— DIRECTIONS FOR THIS TASK —
Write out exactly the lines below that run from the one containing "PR #164, opened 2020-06-18" through the one containing "rods on heels", both included, with no other lines.

— TASK DATA —
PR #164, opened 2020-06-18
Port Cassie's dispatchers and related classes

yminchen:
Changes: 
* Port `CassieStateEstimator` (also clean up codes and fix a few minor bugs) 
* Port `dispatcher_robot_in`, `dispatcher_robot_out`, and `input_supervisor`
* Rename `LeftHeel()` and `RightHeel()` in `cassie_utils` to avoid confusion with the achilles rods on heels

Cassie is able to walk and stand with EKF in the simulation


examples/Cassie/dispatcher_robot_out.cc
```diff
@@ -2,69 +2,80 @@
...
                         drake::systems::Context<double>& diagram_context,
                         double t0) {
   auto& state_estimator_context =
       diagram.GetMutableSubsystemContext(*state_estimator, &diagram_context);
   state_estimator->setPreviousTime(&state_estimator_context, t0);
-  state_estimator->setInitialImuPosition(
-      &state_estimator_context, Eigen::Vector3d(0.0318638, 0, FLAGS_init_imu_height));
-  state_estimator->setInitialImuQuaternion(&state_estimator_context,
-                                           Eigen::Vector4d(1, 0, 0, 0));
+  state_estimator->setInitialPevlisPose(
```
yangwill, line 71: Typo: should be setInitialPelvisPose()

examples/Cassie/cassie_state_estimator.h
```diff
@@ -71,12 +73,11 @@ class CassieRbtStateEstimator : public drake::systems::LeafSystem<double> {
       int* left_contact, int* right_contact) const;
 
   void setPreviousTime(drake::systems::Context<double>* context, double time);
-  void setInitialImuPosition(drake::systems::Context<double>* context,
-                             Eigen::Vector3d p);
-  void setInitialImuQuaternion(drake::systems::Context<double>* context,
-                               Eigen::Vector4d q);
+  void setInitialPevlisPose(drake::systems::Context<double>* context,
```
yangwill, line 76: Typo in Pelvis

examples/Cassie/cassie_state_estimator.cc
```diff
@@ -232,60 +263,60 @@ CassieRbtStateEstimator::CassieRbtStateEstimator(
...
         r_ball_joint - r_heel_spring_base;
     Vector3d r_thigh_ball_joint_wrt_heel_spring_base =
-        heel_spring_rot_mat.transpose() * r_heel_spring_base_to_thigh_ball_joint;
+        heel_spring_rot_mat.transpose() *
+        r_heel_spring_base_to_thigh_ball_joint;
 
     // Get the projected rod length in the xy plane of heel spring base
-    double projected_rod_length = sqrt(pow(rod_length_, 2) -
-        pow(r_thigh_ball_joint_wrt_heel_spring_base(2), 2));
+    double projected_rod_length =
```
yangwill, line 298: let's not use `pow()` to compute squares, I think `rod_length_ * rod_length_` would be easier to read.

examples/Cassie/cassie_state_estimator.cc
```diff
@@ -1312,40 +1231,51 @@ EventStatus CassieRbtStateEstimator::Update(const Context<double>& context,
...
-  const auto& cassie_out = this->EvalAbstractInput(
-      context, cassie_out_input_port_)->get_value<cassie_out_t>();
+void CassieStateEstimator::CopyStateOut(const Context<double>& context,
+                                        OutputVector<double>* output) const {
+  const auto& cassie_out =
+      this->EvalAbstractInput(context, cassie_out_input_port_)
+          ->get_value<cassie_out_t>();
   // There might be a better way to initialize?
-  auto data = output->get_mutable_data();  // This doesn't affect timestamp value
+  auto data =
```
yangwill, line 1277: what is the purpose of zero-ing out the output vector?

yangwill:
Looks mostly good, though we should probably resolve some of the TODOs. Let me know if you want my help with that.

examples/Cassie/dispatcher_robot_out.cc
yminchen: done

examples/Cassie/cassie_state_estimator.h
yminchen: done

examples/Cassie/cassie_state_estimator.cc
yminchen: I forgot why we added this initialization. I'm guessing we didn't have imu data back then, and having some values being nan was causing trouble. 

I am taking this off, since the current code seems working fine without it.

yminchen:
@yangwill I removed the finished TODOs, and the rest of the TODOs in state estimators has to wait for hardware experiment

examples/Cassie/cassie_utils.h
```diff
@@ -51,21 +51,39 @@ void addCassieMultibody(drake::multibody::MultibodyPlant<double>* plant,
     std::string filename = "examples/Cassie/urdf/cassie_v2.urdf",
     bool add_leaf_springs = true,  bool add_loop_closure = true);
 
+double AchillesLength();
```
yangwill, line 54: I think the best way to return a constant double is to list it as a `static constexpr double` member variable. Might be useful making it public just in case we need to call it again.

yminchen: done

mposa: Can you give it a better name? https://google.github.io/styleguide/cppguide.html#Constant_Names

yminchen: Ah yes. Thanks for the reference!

* * *

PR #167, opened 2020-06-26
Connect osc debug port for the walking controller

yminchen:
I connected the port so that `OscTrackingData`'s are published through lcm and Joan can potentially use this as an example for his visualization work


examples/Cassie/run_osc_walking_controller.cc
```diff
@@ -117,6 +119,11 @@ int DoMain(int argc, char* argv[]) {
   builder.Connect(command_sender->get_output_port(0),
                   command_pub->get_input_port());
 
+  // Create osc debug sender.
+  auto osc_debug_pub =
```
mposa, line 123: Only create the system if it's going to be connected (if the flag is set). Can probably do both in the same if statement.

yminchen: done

— WRITTEN ANSWER —
PR #164, opened 2020-06-18
Port Cassie's dispatchers and related classes

yminchen:
Changes: 
* Port `CassieStateEstimator` (also clean up codes and fix a few minor bugs) 
* Port `dispatcher_robot_in`, `dispatcher_robot_out`, and `input_supervisor`
* Rename `LeftHeel()` and `RightHeel()` in `cassie_utils` to avoid confusion with the achilles rods on heels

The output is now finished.